We also found that protein kinase C-epsilon (PKC-e) was uniquely expressed in LTM trained animals but not detected in either of the controls. PKC enzymes operate by phosphorylating various target proteins and therefore can modulate their actions. PKC epsilon has been shown to modulate Na+ channel activity and neurotransmitter release in hippocapal neurons [27]. In numerous studies the PKC family of enzymes have been shown to be necessary in various forms of synaptic plasticity, and memory formation, with the epsilon isoform required for long-term potentiation (LTP) in the mossy fiber CA3 hippocampal pathway [28]. Additionally in Lymnaea, the PKC agonist bryostatin will allow a LTM to form with a reduced training paradigm, and increase the duration of the memory formed [29].

In addition to the proteins for which a role in the memory process has already been established, we identified some whose roles are less than clear. One example is the ubiquitin like containing PHD and RING finger domains 1 binding protein (UHRF1 binding protein). UHRF1 is a protein that is involved in the maintenance and replication of global and local DNA methylation in vivo [30]. DNA methylation has been shown to be an important step in memory formation [31], and thus UHRF1 may be one of the proteins involved in mediating this alteration in the histone code that takes place when a memory is formed.

The results of our experiments would indicate that the formation of a long-term memory is a very complex process involving a number of diverse cellular systems. Most research on the subject has historically focused on the various mechanisms of cell signalling, transcriptional regulation, and protein synthesis. Our proteomic data would suggest that memory formation involves changes in a number of cellular systems not limited to; energy/cellular metabolism and ion gradient regulation, cytoskeletal organization, secretion, cell adhesion, and chromatin modification. In future experiments we hope to use this data to design experiments allowing us to test the necessity of these various systems/proteins for the memory formation process.
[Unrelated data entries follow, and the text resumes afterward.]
PR #110, opened 2015-07-14
Connect plain http v8

inliniac:
In some cases, the tunneled data in a CONNECT tunnel is actually regular HTTP. In this case the parsing of HTTP can and should continue.

This patch implements this by adding a stage to the CONNECT handling. The first data of the tunnel is probed to see if it looks like HTTP. If it does, the new data is parsed and the new HTTP transaction is tracked normally.

If the probing fails to find HTTP, the old behavior is being used.

Changes since #109:
- set proper response state on connect tunnel confirm


inliniac:
Replaced by #111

As a brief example the chromatin modifying chromobox protein homolog 6 found to be present in only LTM trained animals, could be inhibited by RNAi prior to training to determine if memory can still be produced.

Conclusions

In this study we were able to use a quantitative proteomic approach to identify changes that occur in protein expression after an in vivo training paradigm that results in long-term memory formation.

Competing interests

The authors declare that they have no competing interests.

Authors' contributions

DR designed the study and carried out the behavioural experiments, tissue isolation, western blot experiments, data analysis, and manuscript preparation. CW performed the proteomic analysis and participated in the data interpretation and analysis, and aided in the revision of the manuscript. KL participated in the design and coordination of the project, and manuscript revision. All authors read and approved the final manuscript.